Local fee markets (introduced 2024) allow fees to increase for in-demand programs without affecting fees for unrelated transactions.
The Firedancer client, developed by Jump Trading, represents a complete independent reimplementation of the Solana validator. When fully deployed, it will provide the client diversity that Ethereum has had for years.
Improved block packing algorithms prioritize transactions more effectively under load.

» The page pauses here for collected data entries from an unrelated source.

PR #1319, opened 2026-09-05
fix(enforcement): precise find/fd exec whitelist, substitution-aware words, slash-relative cd, regex pseudo-path filter

EricSanchezok:
## Summary

Fix autonomous-profile hard denials of benign read-only bash repository-scan commands. Four independent classifier defects (all reproduced live against dev HEAD before this change) denied commands such as LOC-counting loops over `find -exec cat/wc {} +`:

- **F1 — find/fd exec blanket rule.** `ARGUMENT_INJECTION_PATTERNS` flagged *any* `find -exec/-execdir/-ok/-delete` and `fd -x/--exec/--exec-batch` as destructive without inspecting the executed utility, so `find . -exec cat {} +` was treated exactly like `-exec rm`. Replaced with a closed read-only exec-tool whitelist scanner (`READ_ONLY_EXEC_TOOLS`: cat, wc, grep family, head/tail/sort/uniq/cut/tr, checksum tools, …). `-ok` / `-delete` and mutating/interpreter/network/unknown utilities stay `shell_destructive` (fail closed); the scanner recurses into `$()`/backtick/process substitutions.
- **F2 — substitution-blind word tokenization.** `shellWords` had no `$()`/backtick depth, so `files=$(find "$d" ...)` mis-split and the quoted fragment was read as a dynamic command name → `matched destructive pattern: sudo` mislabel + phantom opaque directory risk. Now tracks substitution nesting so an assignment prefix stays one word.
- **F3 — slash-relative cd CDPATH opacity.** `cd packages/synergy/src` was treated as CDPATH-dependent opaque even though the Bash execution env allowlist (`SANDBOX_ENV_ALLOWLIST`) never carries CDPATH. `analyzeDirectoryChanges` gains `resolveSlashRelativeCd` (wired by the gate); slash-relative targets resolve against cwd unless the command text itself defines CDPATH. Bare-name cd (`cd node_modules`) stays opaque.
- **F4 — awk/sed regex literals as paths.** `extractAbsolutePaths` surfaced bare `/`, `/^...` regexes, and metacharacter (`\` `` ` `` `$`) candidates as external write paths. Now rejected; real absolute/protected/`/dev/` paths unchanged.

## Relation to #1308 — both must merge

**This PR is the classifier-precision companion to #1308** ("treat null-device sinks as non-paths and write-redirect targets as writes", already merged into `dev`). #1308 fixed the `/dev/null)` sink pseudo-path family; this PR fixes the find/fd-exec, substitution-word, slash-relative-cd, and regex-pseudo-path families. They touch adjacent regions of the same enforcement files but disjoint rules:

- This branch was **rebased on the latest `dev` after #1308 merged** (`c12585986`), so the two change sets are already reconciled in this diff.
- Both are needed for the reported "autonomous profile still blocks bash" class of false positives to be fully resolved. Merge order is not sensitive; this PR is based on the post-#1308 `dev`.

## Verification

- New regression file `packages/synergy/test/enforcement/autonomous-exec-precision.test.ts` (35 tests): the four reported commands verbatim now evaluate to `allow` under autonomous with no destructive/external-write/sudo tag; destructive find/fd negative matrix (`-exec rm`, `sh -c`, curl, `-delete`, `-ok`, unknown utility, mixed `-exec rm ... -o -exec cat`) stays `shell_destructive`; non-find injection anchors (rg --pre, go test -exec, git show --output, git config --global, shell wrappers, interpreter subprocesses) unchanged; assignment+substitution and slash-relative-cd assertions; awk-regex external-path absence.
- Updated load-bearing anchors in `shell-safety.test.ts` to the refined semantics (read-only exec utilities pass; mutators/unknowns stay destructive).
- `bun test test/enforcement` → 1282 pass / 0 fail.
- `bun run typecheck`, `bun run decision:check`, `bun run doc:check`, `bun run test-layout:check`, `format:check`, `deadcode`, `lint`, `secrets:check`, `workflow:check`: all pass.
- `coverage:check` → all packages pass (`packages/synergy` 75.3%/75%).
- `quality:quick` 15/16 — the single failure (`deps:check`) is the known local environment issue (dependency-cruiser does not support local Node 23.11); CI runs the supported LTS line and this change adds no imports or dependency-graph edges.
- Docs: `docs/architecture/execution-boundaries.md` updated; implemented decision record added (`docs/decisions/implemented/bug-fix/2026-09-05-autonomous-bash-exec-precision.md`).

No SDK/OpenAPI/config/migration/i18n changes.


yzxoi (approved):
Approved after independent verification of the original fixes and the follow-up hardening in 9890f0add.

**Follow-up review findings (all resolved):**

1. **Quote-masked destructive exec (blocking).** `hasUnsafeExecTarget` scanned only quote-masked text and recursed solely into substitutions, so `sh -c 'find . -exec gzip {} +'` and the `eval` / `trap` / `xargs sh -c` payload family evaluated to `shell` → allow under autonomous, while the removed dev-base blanket regexes had denied them. The fix unwraps shell re-parse payloads (`sh -c` / `bash -c`, `eval`, `trap`, function bodies, multicall applets, directory wrapper payloads) before rescanning, mirroring `hasSudoInvocationRecursive`. Verified: every wrapped destructive form now denies, and wrapped read-only forms (`sh -c 'find . -exec cat {} +'`) still allow.
2. **Dynamic slash-relative cd (blocking).** `cd $DIR/x && touch y` and `pushd $D/x && touch y` lost their opaque denial because `slashRelativeCdResolvable` checked shape but not dynamism, pushing the unexpanded literal as a static target. The fix adds `!dynamicDirectoryTarget(target)`. Verified: dynamic `$`/backtick targets stay opaque; static `cd packages/synergy/src` still resolves.
3. **`-okdir` (suggestion).** Now in the always-destructive set alongside `-ok`, matching the scanner's stated contract.

**Verification:**

- `bun test test/enforcement` → 1298 pass / 0 fail (51 in `autonomous-exec-precision.test.ts`, including the wrapped destructive/allow matrices and dynamic-cd opacity anchors)
- Package typecheck clean; prettier, oxlint, sherif, `doc:check`, `decision:check` pass; the full pre-push hook suite (11-package typecheck) is green
- Additional probes beyond the regression tests — heredoc/herestring find-exec payloads, `..` traversal cd chains, `$`-bearing real write paths, sudo/curl inside merged substitution words — are all still correctly denied

**Non-blocking follow-up (not for this PR):** `extractAbsolutePaths` still surfaces awk brace-form regex literals like `/{print}/` as path candidates; observed cases were correctly denied by genuine redirect targets, so this is residual false-positive surface only.

All blocking findings are addressed. The PR's false-positive goal holds without widening autonomous write/execute authority — direct and wrapped destructive forms stay denied, and the reported benign scan corpus still allows.

PR #1352, opened 2026-09-08
feat: show composer attachment uploads immediately with status feedback

SII-jake:
## Summary

Selecting, pasting, or dropping a file in the composer previously showed no feedback until the upload finished — large files left the input silent for seconds and users could send mid-upload, silently dropping the attachment.

- Pending attachment cards appear **immediately** on selection (filename, size, spinner), backed by a session-local tracker that stays out of the persisted draft — a reload mid-upload drops the card instead of persisting a ghost placeholder.
- On settle, the real part is inserted under the same id, flashes "Uploaded", then hands over to the normal attachment card without a jump. Multi-file batches upload in parallel with per-file error toasts.
- Sending is gated while uploads are in flight: the Send control is disabled with an explanatory tooltip/aria-label, Enter-key submits show a toast, and stopping a running session stays available. Removing a pending card cancels its upload; a mid-flight session switch drops the result instead of inserting it into the wrong draft.

Real per-byte progress (XHR `upload.onprogress`) was implemented and rolled back because the signal wasn't visible in the deployed environment; rationale is captured in the decision record.

## Test plan

- `cd packages/app && bun test test/components/prompt-input/` — 141 pass
- `cd packages/app && bun test test/components/prompt-input/pending-attachment-card.dom.test.tsx` — 3 pass (Playwright DOM, runs isolated)
- `cd packages/app && bun run test` — full suite green
- `cd packages/app && bun run typecheck` — clean
- `bun run decision:check`, `bun run test-layout:check`, `bun run localization:check` — all pass

Rebased onto latest `origin/dev` and adapted to the `prompt.capture()` draft-retention refactor from #1343.


yzxoi (commented):
Reviewed upload, cancellation, session switching and submit behavior. Fixed cleared uploads being inserted after returning to their original session, including completion/error cleanup of cancellation markers. Kept remove controls keyboard accessible. Validation: 22 upload/state/submit tests, 3 browser component tests and all 16 local quality gates passed. No remaining blocking findings in the reviewed diff.

yzxoi:
Follow-up coverage audit found only the new pending attachment card missing from Bun lcov; all numeric thresholds passed. Its real Playwright regressions pass. PR #1357 adds an exact-file exemption with the browser-test provenance, preserving every coverage threshold, so the integrated branch includes the correction.

PR #1355, opened 2026-09-08
fix: support snapshot storage on Git 2.25.1

yzxoi:
## What does this PR do?

Restore snapshot storage on Git 2.25.1. Bare repository initialization explicitly selects SHA-1 through `GIT_DEFAULT_HASH`, verifies the resulting object format before recording success, and preserves Git exit code and stderr in initialization errors. Snapshot exclusions use NUL-delimited `update-index --force-remove` input so oversized files can leave the snapshot index without changing project files, the project's Git index, or historical objects.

By 2025, Solana's reliability had improved substantially compared to the 2022-2023 period. The network had not experienced a full outage in several months, and performance degradation events were shorter and less severe. Whether this reflects fundamental architectural improvements or simply a period of lighter network stress is a matter of ongoing debate.

Discussion Questions

Design philosophy. Solana's outages occurred precisely because of the same design choices that enable its speed. If you were designing a new high-performance blockchain, would you replicate Solana's approach, or would you accept lower peak performance in exchange for greater resilience? What specific design changes would you make?
Client diversity as infrastructure. Ethereum treats multiple independent client implementations as a security requirement, not a luxury. Solana initially prioritized a single high-quality client. What are the costs and benefits of each approach? Is it realistic to expect client diversity in blockchain systems with complex, tightly integrated architectures?
The restart problem. When Solana goes down and validators must coordinate a restart, who makes the decisions? How does this process compare to the decentralized ideal? Could a truly decentralized network (where no one has authority to coordinate) recover from a similar failure?
Fee markets and spam resistance. Solana's low fees are a major user experience advantage. But low fees also mean low cost for attackers and spammers. Is there a way to have both low fees for legitimate users and high costs for spam, or is this an inherent tradeoff?
Evaluation framework. If you were an enterprise deciding whether to build on Solana, how would you weigh the high performance against the outage history? What uptime guarantees would you need, and how would you design your application to handle potential network outages?